RemarkElement-free proof

A proof using only the universal properties of kernels and cokernels (without elements) is possible but more involved. The element-chasing proof is valid in any abelian category by the Freyd-Mitchell Embedding Theorem.

ExampleApplication: comparing long exact sequences

The Five Lemma is most commonly applied when comparing two long exact sequences connected by a morphism. If the maps on four out of five terms are known to be isomorphisms (e.g., by induction or by a separate argument), the Five Lemma gives the fifth for free.

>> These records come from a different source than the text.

PR #461, opened 2022-07-05
Controlc/block api

### LINKED ISSUE #455: feat: add API to mine block(s) without requiring signing a transaction
Currently, the way to mine blocks is to submit empty transactions. This means having  to sign transactions with a wallet, and potentially even having to pay for gas. It would be cool to have an API that just mines blocks, similar to Foundry/Hardhat.

ControlCplusControlV:
This PR adds a simple `advance_block` endpoint, which takes in an option of the amount to advance forward the block-height by (defaulting to 1 if nothing is supplied). I then inserts n empty `FuelBlocks`, and returns the new block-height. I was hoping to confirm this was inline with what you were looking for @vnepveu ?

Closes #455


Voxelot:
We should have a config option for the node to disable this behavior in production nodes. Otherwise strange things could happen.

ControlCplusControlV:
> We should have a config option for the node to disable this behavior in production. Otherwise strange things could happen.

Oh true, wasn't sure how exactly best to do this. Should this endpoint be specifically addressed (ie config option like `enable rpc-block-advance`) or under a more general `dev/testnet` setting?

ControlCplusControlV:
@Voxelot I've updated this to require a config option to enabled (which is disabled by default) for this endpoint to work, and added a negative test to ensure it's off by default

fuel-core/src/schema/block.rs
```diff
@@ -175,3 +178,53 @@ impl BlockQuery {
...
+
+#[derive(Default)]
+pub struct BlockMutation;
+
+#[Object]
+impl BlockMutation {
+    async fn advance_block(
+        &self,
+        ctx: &Context<'_>,
+        advance_by: Option<U64>,
```
vnepveu, line 190: Same here: the `Option` wrapper just adds complexity for little gain IMO (with the unwrap eg)

fuel-tests/tests/blocks.rs
```diff
@@ -32,6 +32,38 @@ async fn block() {
...
+
+    let srv = FuelService::from_database(db, Config::local_node())
+        .await
+        .unwrap();
+
+    let client = FuelClient::from(srv.bound_address);
+
+    let new_height = client.advance_block(Some(5)).await;
+
+    assert!(new_height.is_err());
```
vnepveu, line 64: Check that the error has the right message about RPC control having to be enabled

vnepveu (changes requested):
vgud! ty for being so quick! Just some questions about naming :)

fuel-core/src/schema/block.rs
ControlCplusControlV: My thinking with this was the someone could call `mine()` if they just want to advance, then have the option to specify an amount `mine(5)`, with the thinking that it could then be a optional arg. I get now though with Rust that style of design isn't supported and would have to be `mine(None)`, will change though

fuel-client/assets/schema.sdl
```diff
@@ -282,6 +282,7 @@ type Mutation {
 	Submits transaction to the txpool
 	"""
 	submit(tx: HexString!): Transaction!
+	advanceBlock(advanceBy: U64): U64!
```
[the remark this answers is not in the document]
ControlCplusControlV: I think other libraries use `mineBlock` for this but since that isn't really what's happening here I used `advance`, I can move it over to produce though as that also conveys the same message but more detailed

fuel-core/src/args.rs
```diff
@@ -41,6 +41,10 @@ pub struct Opt {
     #[clap(name = "CHAIN_CONFIG", long = "chain", default_value = "local_testnet")]
     pub chain_config: String,
 
+    /// Allows RPC Endpoints to arbitrarily modify the VM. Used for local development only
+    #[clap(long = "enable_rpc_control")]
+    pub enable_rpc_control: bool,
```
Voxelot, line 46: We don't refer to our endpoints as RPC, as we don't use any rpc frameworks like json-rpc or grpc. I think we should have a special feature flag just for manual block production, and we could make super features out of the smaller ones later if we find that they are commonly enabled together.

Also, we should use kebab casing like our other arg flags (`vm-backtrack`, `utxo-validation`).

```suggestion
    #[clap(long = "manual-blocks")]
    pub manual_blocks_enabled: bool,
```

fuel-tests/tests/blocks.rs
```diff
@@ -32,6 +32,41 @@ async fn block() {
...
+    let mut config = Config::local_node();
+
+    config.manual_blocks_enabled = true;
+
+    let srv = FuelService::from_database(db, config).await.unwrap();
+
+    let client = FuelClient::from(srv.bound_address);
+
+    let new_height = client.produce_block(5).await.unwrap();
+
```
Voxelot, line 48: We should probably strengthen this test to verify that the block height was actually increased. Otherwise this test could continue to pass even if the underlying implementation of the API was completely gutted while returning the expected response.

This might look something like:
 - When I call produce_block with 5,
 - Any transactions I submit afterward are 5 blocks higher than without calling produce_block.

This establishes an expected cause and effect in behavior and also ensures the node continues to function as expected (within reason) after manually creating some blocks.

fuel-core/src/args.rs
```diff
@@ -42,8 +42,8 @@ pub struct Opt {
     pub chain_config: String,
 
     /// Allows RPC Endpoints to arbitrarily modify the VM. Used for local development only
```
vnepveu, line 44: IIUC refering to "RPC" here isn't accurate?

vnepveu (changes requested):
One nit left, otherwise LGTM :)

fuel-core/src/args.rs
ControlCplusControlV: Good catch, forgot to update the comment when I changed the name

fuel-tests/tests/blocks.rs
ControlCplusControlV: Just added in my tests this logic to ensure the block height actually advances and is represented as such

Voxelot (approved):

ExampleApplication: quasi-isomorphism from mapping cone

A chain map $f$ is a quasi-isomorphism iff $\mathrm{Cone}(f)$ is acyclic. This follows from the long exact sequence of the mapping cone and the Five Lemma: if $H^n(\mathrm{Cone}(f)) = 0$ for all $n$ , then $H^n(f)$ is an isomorphism for all $n$ .

ExampleShort Five Lemma

The Short Five Lemma is the special case where $A_1 = B_1 = 0$ and $A_5 = B_5 = 0$ . In this case, the hypotheses simplify: if $\alpha_2$ and $\alpha_4$ are isomorphisms, then $\alpha_3$ is an isomorphism. This is the most frequently used version.

ExampleNaturality of connecting homomorphisms

The Five Lemma, combined with the Snake Lemma, shows that connecting homomorphisms in long exact sequences are natural: a morphism of short exact sequences induces a morphism of long exact sequences, and the connecting homomorphism commutes with the induced maps.